Thank you for the pull request!

At the moment I think this interface should live in unstable. The argument to UnmarshalTOML is a *unstable.Node, which would bring unstable into the main (stable) toml package. This is also a partial implementation: it does not work compound values like tables and array tables. To support it, it would need to coalesce multiple nodes.

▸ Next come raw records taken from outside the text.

PR #82, opened 2026-06-27
refactor!: Replace `Selector` with a single `into_selection` pass

evanlinjin:
### Description

Reworks the coin-selection API around a single `InputCandidates::into_selection` pass and cleans up its error surface.

The public `Selector` struct is removed as nothing used it. Its methods were only ever called in sequence by `into_selection`, so it was public surface with no consumer. That logic now lives inside `into_selection`, and algorithms take a `bdk_coin_select::CoinSelector` plus a pure-data `SelectionContext` instead of a `&mut Selector`.

This also:
- unifies the two redundant long-term feerates (change policy + bnb metric) into one `SelectionParams::longterm_feerate`;
- splits the catch-all `SelectorError` so each error type only carries variants it can actually produce;
- fixes a reachability bug that produced a false `CannotMeetTarget` under RBF.

### Notes to the reviewers

- **Behavior change (please scrutinize):** the change policy is now *always* waste-aware (`min_value_and_waste`). Previously a `None` long-term feerate selected a plain dust-only policy. Consequence: raw-script change must now supply a real `satisfaction_weight` (descriptor change is unaffected — it's derived). Rationale: `min_value_and_waste` with `longterm == target` does not collapse to dust-only; it still charges the change output's lifetime cost, which is the correct thing to weigh.
- **Bug fix detail:** the reachability pre-check called `select_all_effective(raw target_feerate)` but scored with `excess(target.fee.rate)` (the RBF-resolved, higher rate). This could result in an under-selection. Fixed by selecting at `target.fee.rate`.
- **Error split:** `to_cs_change_policy` previously returned a `SelectorError` that included a `LockTypeMismatch` it could never produce. It now returns `ChangePolicyError` (only `Miniscript` / `InsufficientAssets`), and `LockTypeMismatch` is a top-level `IntoSelectionError` variant.

### Changelog notice

```md
Added:
- Add `SelectionContext`, passed to selection algorithms alongside the `CoinSelector`.
- Add `ChangePolicyError` (`Miniscript`, `InsufficientAssets`) as the return type of `SelectionParams::to_cs_change_policy`.
- Add `IntoSelectionError` variants `ChangePolicy`, `LockTypeMismatch`, `CannotMeetTarget { missing }`, and `AlgorithmFellShort`.

Changed:
- Rename `SelectorParams` to `SelectionParams`.
- `InputCandidates::into_selection` no longer takes a `&mut Selector` closure; algorithms are now `FnOnce(&mut bdk_coin_select::CoinSelector, SelectionContext) -> Result<(), E>`.
- Replace `SelectionParams::change_longterm_feerate` with `SelectionParams::longterm_feerate`; `None` now means "use the target feerate", and the change policy is always waste-aware. The single value feeds both the change policy and the lowest-fee-bnb metric.
- `selection_algorithm_lowest_fee_bnb` no longer takes a `longterm_feerate` argument (it reads it from `SelectionContext`).
- Fix a false `CannotMeetTarget` under RBF: the reachability check now selects effective inputs at the resolved target feerate.

Removed:
- Remove the `Selector` struct (its lifecycle is folded into `InputCandidates::into_selection`).
- Remove `SelectorError` (replaced by `ChangePolicyError` and dedicated `IntoSelectionError` variants).
```

### Before submitting


src/input_candidates.rs
```diff
@@ -191,75 +191,176 @@ impl InputCandidates {
...
+
+        let mut cs = CoinSelector::new(self.coin_select_candidates());
+        if self.must_select().is_some() {
+            cs.select_next();
+        }
+
+        // Reachability pre-check.
+        {
+            let mut check = cs.clone();
+            check.select_all_effective(target.fee.rate);
```
noahjoeris, line 252: Is this pre-check right for RBF cases as well?

select_all_effective(target.fee.rate) only keeps EV > 0. under RBF, could we still need a rate-negative utxo to hit the absolute fee floor?

evanlinjin: Good point, there should be an absolute value check as well.

ValuedMammal:
> The public `Selector` struct is removed as nothing used it. Its methods were only ever called in sequence by `into_selection`, so it was public surface with no consumer.

I didn't understand the stated rationale. Public items are for consumers of the library, and not required to be used internally.

evanlinjin:
@ValuedMammal fair - that framing is incorrect and I'll fix it. Internal call sites aren't evidence about downstream consumers.

The actual rationale: the `Selector` was a wrapper that didn't provide much value. Algorithms now receive the downstream `CoinSelector` directly with a pure data `SelectionContext`. This is less code for us to maintain, and is actually more surface than what `CoinSelector` provided.

PR #85, opened 2026-07-14
Treat PSBT version as a minimum and auto-bump for CSV

### LINKED ISSUE #59: Remove `CreatePsbtError::UnsupportedVersion` variant
### Description

It is true that certain tx features require a minimum transaction version. Instead of erroring, we should just bump the transaction version.

This removes an error variant. It is the caller's responsibility to not pick inputs that require spending paths which require transaction versions that they do not wish to create.

### Proposed Changes

* Rename `PsbtParams::version` to `PsbtParams::min_version`.
* Tx version is bumped to `Version::TWO` if any input requires CSV. AFS also bumps the tx version if the sequence branch is picked.
* Update docs.
* Remove the `UnsupportedVersion` error in `CreatePsbtError`.

ANAMASGARD:
Closes #59
### Description

This PR fixes #59 by treating the transaction version in `PsbtParams` as a minimum version instead of an exact version.

Previously, transaction creation could fail when a selected input or anti-fee-sniping strategy required transaction version 2, but the caller requested version 1.

Now, the transaction version is automatically raised when required.

This PR:

* Renames `PsbtParams::version` to `PsbtParams::min_version`.
* Preserves the caller’s requested version when no feature requires a higher version.
* Raises the transaction version to `Version::TWO` when a selected input requires CSV.
* Raises the transaction version to `Version::TWO` when anti-fee-sniping selects the `nSequence` path.
* Preserves caller-provided versions higher than version 2.
* Removes `AntiFeeSnipingError::UnsupportedVersion`.
* Updates the documentation and changelog.
* Adds regression tests for the new behavior.

### Notes to the reviewers

`min_version` is treated only as a lower bound.

For example:

* `min_version: Version::ONE` with no CSV input remains version 1.
* `min_version: Version::ONE` with a CSV input becomes version 2.
* A version higher than 2 is not downgraded.
* The anti-fee-sniping `nLockTime` path does not unnecessarily raise the version.
* The anti-fee-sniping `nSequence` path raises the version to 2 when required.

The AFS sequence-path regression test uses a deterministic RNG so it does not depend on random branch selection.

### Changelog notice

* Rename `PsbtParams::version` to `PsbtParams::min_version`.
* Automatically raise the transaction version for CSV inputs and the AFS `nSequence` path.
* Remove the unsupported-version AFS error path.

### Verification

The following checks passed:

```text
cargo fmt --all -- --check
cargo test --all-features
cargo clippy --all-targets --all-features -- -D warnings
cargo check
cargo test --doc --all-features
RUSTDOCFLAGS="-D warnings" cargo doc --all-features --no-deps
git diff --check
```

`cargo check --no-default-features` currently fails inside `miniscript` because neither its `std` nor `no-std` feature is enabled. This appears to be an existing dependency-feature configuration issue and is unrelated to this change.

### Before submitting

* [x] I followed the contribution guidelines.
* [x] This PR breaks the existing API.

### DIFF
--- a/src/selection.rs
+++ b/src/selection.rs
@@ -24,8 +24,11 @@ pub struct Selection {
 /// Parameters for creating a psbt.
 #[derive(Debug, Clone)]
 pub struct PsbtParams {
-    /// Use a specific [`transaction::Version`].
-    pub version: transaction::Version,
+    /// Minimum [`transaction::Version`] for the resulting transaction.
+    ///
+    /// The final version may be raised when selected inputs require CSV or when anti-fee-sniping
+    /// selects its `nSequence` strategy.
+    pub min_version: transaction::Version,
 
     /// Minimum tx locktime — a floor on the resulting `tx.lock_time`.
     ///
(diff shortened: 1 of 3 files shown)


src/selection.rs
```diff
@@ -766,28 +830,56 @@ mod tests {
...
-        let input = setup_test_input(confirmation_height).unwrap();
-        let inputs = vec![input];
-        let current_height = absolute::Height::from_consensus(confirmation_height + 50).unwrap();
+        let input = setup_test_input(confirmation_height)?;
+        let inputs = vec![input.clone()];
+        let current_height = absolute::Height::from_consensus(confirmation_height + 50)?;
 
         let mut tx = Transaction {
             version: Version::ONE,
             lock_time: LockTime::from_height(current_height.to_consensus_u32()).unwrap(),
```
aagbotemi: Test fails after rebasing on master.

AFS forces the nLockTime path whenever tx.lock_time != LockTime::ZERO. test_anti_fee_sniping_sequence_path_bumps_version builds its tx with a near-tip locktime, so after merging master it never reaches the nSequence branch:

```
assertion `left == right` failed
  left: Version(1)
  right: Version(2)
```
Building the tx with lock_time: LockTime::ZERO fixes it.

I'm not comfortable bringing in a partial feature with a ~4-5% impact on speed. I'd rather see this behavior as opt-in until it is fully implemented and the overall performance impact is close to <1% when not using the interface. Maybe an unstable.Decoder, which has the same API as toml.Decoder but with an extra EnableUnmarshaler() function or something like that would allow people to opt-in?

pelletier avatar Jan 09 '24 17:01 pelletier

Thank you for the pull request!

At the moment I think this interface should live in unstable. The argument to UnmarshalTOML is a *unstable.Node, which would bring unstable into the main (stable) toml package. This is also a partial implementation: it does not work compound values like tables and array tables. To support it, it would need to coalesce multiple nodes.

I'm not comfortable bringing in a partial feature with a ~4-5% impact on speed. I'd rather see this behavior as opt-in until it is fully implemented and the overall performance impact is close to <1% when not using the interface. Maybe an unstable.Decoder, which has the same API as toml.Decoder but with an extra EnableUnmarshaler() function or something like that would allow people to opt-in?

Thanks for the feedback. I will try to scratch something up, along these lines. In the meantime I will mark this as draft

pkarakal avatar Jan 20 '24 15:01 pkarakal

Re: making the behavior opt-in:

Maybe an unstable.Decoder, which has the same API as toml.Decoder but with an extra EnableUnmarshaler() function or something like that would allow people to opt-in?

As of #923 I've added a precedent to put knobs that should not be considered stable as part of the public v2 API: https://github.com/pelletier/go-toml/blob/2e087bdf5f676bd8c3cf0ea9ed3e8bf1fdc6a72c/marshaler.go#L95-L97

I suspect you would be facing similar issues I did trying to create a unmarshal.Decoder (it would involve moving half the lib to internal/). Don't worry about this, feel free to make it opt-in with a new method on the toml.Decoder to turn the behavior on/off. As long as the method has a disclaimer like SetMarshalJsonNumbers does, I'm happy with it.

pelletier avatar Jan 31 '24 00:01 pelletier

any progress on this?

rszyma avatar Mar 14 '24 21:03 rszyma

I made a PR continues work on this. Addressed the concerns about using unstable.Node #940

rszyma avatar Mar 14 '24 22:03 rszyma

Closing because #940 has been merged. Thank you for your help!

pelletier avatar Mar 19 '24 16:03 pelletier